CAN IT CONTINUE? A continued bull run is not guaranteed, of course. Several warning signs are already flashing in Korea: domestic investors’ margin loans have more than doubled since the beginning of 2025, while a surge in leveraged ETF trading has drawn the regulator’s attention. On top of this, the energy-price spike from the prolonged U.S.-Israeli war with Iran poses a major risk to oil-importing Asian economies and could deter foreign investment even in heavily under-owned markets. For now, the AI frenzy, domestic exuberance and the underlying strength of North Asia’s tech champions may be enough to offset foreign selling — but whether that can hold is an open question.

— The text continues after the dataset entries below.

PR #3078, opened 2023-06-18
chore(site): upgraded site to latest hugo and removed vendored files

jkowalski:
This switches to using github.com/google/docsy as a Hugo module, so we don't need to vendor the theme anymore or its dependencies.


basldfalksjdf:
I went through the updated site preview and did not see anything wrong or broken. Seems fine to me.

(The views expressed here are those of Manishi Raychaudhuri, the founder and CEO of Emmer Capital Partners Ltd and the former head of Asia-Pacific Equity Research at BNP Paribas Securities.) Enjoying this column? Check out Reuters Open Interest (ROI), your essential new source for global financial commentary. Follow ROI on LinkedIn, and X. And listen to the Morning Bid daily podcast on Apple, Spotify, or the Reuters app. Subscribe to hear Reuters journalists discuss the biggest news in markets and finance seven days a week.

(Writing by Manishi Raychaudhuri; Editing by Marguerita Choy and Anna Szymanski)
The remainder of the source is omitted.